Olive leaf extract-derived chitosan-metal nanocomposite: Green synthesis and dual antimicrobial-anticancer action

Tarek A Seaf Elnasr; Omar M Ibrahim; Mosaed S Alhumaimess; Ibrahim Hotan Alsohaimi; Yasser A El-Ossaily; Modather F Hussein; Mohamed Abdel Rafea; Hassan M A Hassan; Sherien E Sobhy; Elsayed E Hafez; Mohamed R El-Aassar

doi:10.1016/j.ijbiomac.2024.132252

Olive leaf extract-derived chitosan-metal nanocomposite: Green synthesis and dual antimicrobial-anticancer action

Int J Biol Macromol. 2024 May 9;270(Pt 2):132252. doi: 10.1016/j.ijbiomac.2024.132252. Online ahead of print.

Affiliations

¹ Department of Chemistry, College of Science, Jouf University, PO Box 2014, Sakaka, Aljouf, Saudi Arabia. Electronic address: taahmed@ju.edu.sa.
² Department of Medicine and McDonnell Genome Institute, Washington University School of Medicine, St Louis, MO 63110, USA.
³ Department of Chemistry, College of Science, Jouf University, PO Box 2014, Sakaka, Aljouf, Saudi Arabia.
⁴ Department of Physics, College of Science, Imam Mohammad Ibn Saud Islamic University (IMSIU), Riyadh 11623, Saudi Arabia.
⁵ Department of Plant Protection and bimolecular diagnosis, Arid Lands Cultivation Research Institute (ALCRI), City of Scientific Research and Technological Applications (SRTA City), P.O. 21934, New Borg El-Arab City, Alexandria, Egypt.
⁶ Department of Chemistry, College of Science, Jouf University, PO Box 2014, Sakaka, Aljouf, Saudi Arabia.
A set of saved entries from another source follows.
PR #15, opened 2024-05-14
[DEVEX-121] New TF module to create an Azure Function App

Krusty93:
### List of changes

A new module to create an Azure Function App.

This module creates:
- subnet for the function app
- storage account
- production slot
- staging slot
- private endpoints
- required rbac roles

This module DOES NOT use vnet routing rules, but instead uses private endpoints for both connecting to the storage account and regulating access to the function app. Access is actually disabled from outside the vnet (without the vpn).
Also, the Function App connects to the Storage Account using the managed identity rather than the connection string.

Naming convention is also forced

### Motivation and context

Actual module is too complex and does not force to use certain patterns like private endpoints

### Type of changes

- [X] Add new resources

- [X] No


infra/modules/azure_function_app/variables.tf
```diff
@@ -0,0 +1,86 @@
...
+  type      = string
+  sensitive = true
+}
+
+variable "health_check_path" {
+  type = string
+}
+
+variable "node_version" {
+  type = number
```
gunzip, line 56: can we force an enum? moreover, I'm wondering if this module should be called 

`azure_function_app_node` since a function supports generic runtimes (ie. java). for example self-care uses java functions. if the moving parts (variables to setup rintime) aren't that much, we may consider to collapse both into one module.

infra/modules/azure_function_app/variables.tf
```diff
@@ -0,0 +1,86 @@
...
+  description = "(Optional) A list of app_setting names that the Linux Function App will not swap between Slots when a swap operation is triggered"
+  default     = []
+}
+
+variable "subnet_cidr" {
+  type = string
+}
+
+variable "subnet_pep_id" {
+  type = string
```
gunzip, line 78: what's this?

infra/modules/azure_function_app/locals.tf
```diff
@@ -0,0 +1,6 @@
+locals {
+  project = "${var.prefix}-${var.env_short}-${var.location_short}"
+
+  sku_name               = var.env_short == "p" ? "P1v3" : "B1"
```
gunzip, line 4: consider that the development sku should have the same networking capabilities of the production one otherwise it might be unfeasible to connect the function with other services.

infra/modules/azure_function_app/function_app.tf
```diff
@@ -0,0 +1,177 @@
...
+  https_only                    = true
+  public_network_access_enabled = false
+  virtual_network_subnet_id     = azurerm_subnet.this.id
+
+  identity {
+    type = "SystemAssigned"
+  }
+
+  site_config {
+    http2_enabled                          = true
```
gunzip, line 31: are we sure we want to enable http2?

infra/modules/azure_function_app/function_app.tf
```diff
@@ -0,0 +1,177 @@
...
```
gunzip, line 101: ditto

infra/modules/azure_function_app/networking.tf
```diff
@@ -0,0 +1,105 @@
...
+
+    service_delegation {
+      name    = "Microsoft.Web/serverFarms"
+      actions = ["Microsoft.Network/virtualNetworks/subnets/action"]
+    }
+  }
+
+  service_endpoints = [
+    "Microsoft.Web",
+    # "Microsoft.Storage"
```
gunzip, line 18: why it's commented out?

infra/modules/azure_function_app/networking.tf
```diff
@@ -0,0 +1,105 @@
...
+
+  private_dns_zone_group {
+    name                 = "private-dns-zone-group"
+    private_dns_zone_ids = [data.azurerm_private_dns_zone.storage_account_file.id]
+  }
+
+  tags = var.tags
+}
+
+resource "azurerm_private_endpoint" "staging_function_sites" {
```
gunzip, line 85: just notice that there's an hard limit of 64 private endpoints for subscription

infra/modules/azure_function_app/variables.tf
Krusty93: yes we can, although enums in HCL are quite awkward

it's a question I asked to myself as well. We should add something like [this](https://github.com/pagopa/terraform-azurerm-v3/blob/c5e3aade01153d9dbd0bfb4f32bc6834fbded3c2/function_app/main.tf#L257), including node, java and docker only

infra/modules/azure_function_app/variables.tf
Krusty93: the id of the subnet in charge of hosting private endpoints

infra/modules/azure_function_app/locals.tf
Krusty93: Yesterday I created the resource with the "dev" sku and I didn't notice any issue. I'm still waiting to deploy an application on that to ensure everything run smoothly

infra/modules/azure_function_app/function_app.tf
Krusty93: Actual module does that

infra/modules/azure_function_app/function_app.tf
Krusty93: As above

infra/modules/azure_function_app/networking.tf
Krusty93: I'm not sure we need it

infra/modules/azure_function_app/outputs.tf
```diff
@@ -0,0 +1,30 @@
...
+
+output "storage_account" {
+  value = {
+    id   = azurerm_storage_account.this.id
+    name = azurerm_storage_account.this.name
+  }
+}
+
+output "function_app" {
+  value = {
```
christian-calabrese, line 16: If you agree, I would add the id of the function app's identity. With this it would be easy to add additional role assignments in the root module

infra/modules/azure_function_app/variables.tf
lucacavallaro: I would remove this variable, to me we should support only one node version: the latest LTS available (currently 20.x)

Krusty93: @lucacavallaro I'm afraid this approach would be a little too tight. What if you need to make a change and suddenly the module support the new version only? We should use tags to version the module, but I'd avoid that approach as long as we can (see Slack)

infra/modules/azure_function_app/outputs.tf
Krusty93: Nice catch

infra/modules/azure_function_app/variables.tf
gunzip: > it's a question I asked myself as well. We should add something like this, including node, java and docker only

If i remember well there were some issues using docker on app services @lucacavallaro

infra/modules/azure_function_app/locals.tf
Krusty93: I realized the staging slot is not supported out of premium plans. Is it an issue for dev resources? @lucacavallaro

infra/modules/azure_function_app/networking.tf
Krusty93: Not needed

infra/modules/azure_function_app/locals.tf
Krusty93: As discussed, we plan to introduce a variable where combination among sku scope and slots are tighten together and exposed as enum to consumer

infra/modules/azure_function_app/variables.tf
Krusty93: As discussed, Docker had issue with lifecycle and log management. We are going to include node and java only

infra/modules/azure_function_app/main.tf
```diff
@@ -0,0 +1,14 @@
+terraform {
+  required_providers {
+    azurerm = {
+      source  = "hashicorp/azurerm"
+      version = ">= 3.103.1"
```
christian-calabrese, line 5:
```suggestion
      version = "~> 3.103.1"
```
Do you think it may be beneficiary to employ the same kind of constraint used in azurermv3?

christian-calabrese, line 5: Is there any feature that forces to have the azurerm provider constrained to a very recent version?

infra/modules/azure_function_app/networking.tf
christian-calabrese, line 1: Are all the private endpoints necessary? If not all of them are and you agree, it would be nice to make them "flaggable" to reduce costs

Krusty93: We took the decision to remove both table and file

infra/modules/azure_function_app/main.tf
Krusty93: Accorded

infra/modules/azure_function_app/function_app.tf
```diff
@@ -0,0 +1,87 @@
...
+
+  tags = var.tags
+}
+
+resource "azurerm_linux_function_app" "this" {
+  name                = "${local.project}-${var.domain}-${var.app_name}-func-${var.instance_number}"
+  location            = var.location
+  resource_group_name = var.resource_group_name
+
+  service_plan_id = azurerm_service_plan.this.id
```
lucacavallaro, line 17: we should enable module consumers to optionally specify a different `service_plan_id` to allow `asp` reuse

lucacavallaro: (should we split `asp` module and `function_app` module?)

Electronic address: mrelaassar@ju.edu.sa.

PMID: 38729503
DOI: 10.1016/j.ijbiomac.2024.132252

Abstract

In this study, we developed a novel nanocomposite by synthesizing zinc (ZnNPs), copper (CuNPs), and silver (AgNPs) nanoparticles using olive leaf extract and incorporating them into a chitosan polymer. This approach combines the biocompatibility of chitosan with the antimicrobial and anticancer properties of metal nanoparticles, enhanced by the phytochemical richness of olive leaf extract. The significance of our research lies in its potential to offer a biodegradable and stable alternative to conventional antibiotics and cancer treatments, particularly in combating multidrug-resistant bacteria and various cancer types. Comprehensive characterization through Fourier Transform Infrared Spectroscopy (FTIR), X-Ray Diffraction (XRD), Thermogravimetric Analysis (TGA), Scanning Electron Microscopy (SEM), Energy Dispersive X-ray (EDX), and Transmission Electron Microscopy (TEM) confirmed the successful synthesis of the nanocomposites, with an average size of ~22.6 nm. Phytochemical analysis highlighted the antioxidant-rich composition of both the olive leaf extract and the nanoparticles themselves. Functionally, the synthesized nanoparticles exhibited potent antimicrobial activity against multidrug-resistant bacterial strains, outperforming traditional antibiotics by inhibiting key resistance genes (ermC, tetX3-q, blaZ, and Ery-msrA). In anticancer assessments, the nanoparticles showed selective cytotoxicity towards cancer cells in a concentration-dependent manner, with CuNPs and AgNPs showing particularly strong anticancer effects, while demonstrating minimal toxicity towards normal cells. ZnNPs were noted for their low cytotoxicity, highlighting the safety profile of these nanoparticles. Further, the nanoparticles induced apoptosis in cancer cells, as evidenced by the modulation of oncogenes (P21, P53, and BCL2), suggesting their therapeutic potential. The findings of our study underscore the versatile applications of these biogenic nanoparticles in developing safer and more effective antimicrobial and anticancer therapies.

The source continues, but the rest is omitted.